The US Internal Revenue Service has recently been compelled to release to the public its field service advices. Doug Harrell finds them to be full of useful accounting information.

Field service advices (FSAs) are memoranda prepared by various officeswithin the office of chief counsel at the national office of the Internal Revenue Service (IRS). Their purpose is to provide non-binding advice, guidance and analysis to IRS agents, attorneys and appeals officers to help them develop an issue or determine litigation hazards regarding both substantive and procedural issues.

In FSA 1999-15004, an IRS agent sought advice from the national office on a captive arrangement that seemed to satisfy many of the standards enunciated by a number of court cases. The national office advised the agent to gather additional information and to develop more detailed factual circumstances for its analysis of whether to litigate the deductibility of the premiums paid to the captive. The requested information appears to focus on the possible sham or non-commercial aspects of the captive arrangement under review. The instructions given to the agent provide an insight into the way the IRS will evaluate a captive insurance arrangement. The following is a summary of the instructions given to the IRS field agent:

• Parental and/or brother-sister guarantees: The existence of parental and/or brother-sister guarantees, hold harmless agreements, letters of credit, etc. should be determined. The IRS contends that the existence of brother-sister guarantees, hold harmless agreement, letters of credit, etc. would indicate that the requisite risk shifting has not occurred. It has advised agents to review files with the state as a source for such data.

• Capitalisation: Compare the capitalisation of the captive with the amount of risk insured and review the captive insurer's premium to surplus ratio. The agent may also consult an actuary regarding whether the capitalisation is indeed adequate. If (it is) not adequate, perhaps there has not been a real risk transfer.
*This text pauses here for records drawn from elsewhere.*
PR #8976, opened 2022-01-06
frontend architecture docs correction re: default sass import

nucleogenesis:
This is a super simple update. I came across this error while grepping for the proper path for some other use and saw the docs were wrong.

### DIFF
--- a/docs/frontend_architecture/core.rst
+++ b/docs/frontend_architecture/core.rst
@@ -48,7 +48,7 @@ These modules would now be available for import anywhere with the following stat
 Styling
 -------
 
-To help enforce style guide specs, we provide global variables that can be used throughout the codebase. This requires including  ``@import '~kolibri.styles.definitions';`` within a SCSS file or a component's ``<style>`` block. This exposes all variables in ``definitions.scss``.
+To help enforce style guide specs, we provide global variables that can be used throughout the codebase. This requires including  ``@import '~kolibri-design-system/lib/styles/definitions';`` within a SCSS file or a component's ``<style>`` block. This exposes all variables in ``definitions.scss``.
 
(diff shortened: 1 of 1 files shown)


nucleogenesis:
@radinamatic I've not done much with docs lately - have you seen failures like this from simple changes before? (cc @rtibbles)

radinamatic:
I see nothing in your edits that would warrant this error, but during the release last month there must have been some rushed merge of the changes in the `CHANGELOG.md`, that introduced non-kosher formatting that is provoking this error. I suggest you delete the [repeated `###` in line 26](https://github.com/learningequality/kolibri/blob/release-v0.15.x/CHANGELOG.md?plain=1#L26), and properly format the lists of PRs below, to see if that resolves the error.

This also causes those PR titles to appear in the docs TOC:

Selection_002

rtibbles (approved):

rtibbles:
Docs failure is now fixed on release-v0.15.x merging this.

radinamatic:
The proper format of the lists of PRs in the 0.15 section is still pending, and therefore PR titles continue to appear in the ToC (built the project 2 times on RTD to be sure it's not cached).

I'll fix that in a separate PR.

rtibbles:
Is the bulleting here not sufficient to fix that? https://github.com/learningequality/kolibri/blob/release-v0.15.x/CHANGELOG.md#fixed

radinamatic:
You're correct, it should have been...
At this point the only difference I see from the 0.14 section is the indentation 🤔

radinamatic:
Or rather it most probably would be sufficient, if it was on the `develop` branch, from where the dev docs are built on RTD... 😅 

Selection_130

• Regulatory issues: Examine the regulation of insurance in the jurisdiction to determine if there is a strict regulator or a weak regulator that would permit significant under-capitalisation of the captive, or permit a parent to legally borrow out nearly all of the captive's available cash. If the regulation is minimal, agents should determine if either the parent or the captive takes advantage of the latitude allowed by the regulator.

• Unavailability of reasonably priced insurance in the marketplace:
Information should be gathered with regard to the business reason for the formation of the captive insurer. Facts regarding the insurance coverage for the controlled group prior to the formation of the captive should be developed. What was the parent doing to handle risks prior to the existence of the captive? Is the individual who is managing the captive the same person who was initially the risk manager running the parent's self-insurance reserve? If so, an analogy can be made that nothing has really changed.

The IRS national office also asked the agent to examine contracts, reinsurance, financial ratios, ownership, and business relationships and any documents that would suggest the captive is a sham.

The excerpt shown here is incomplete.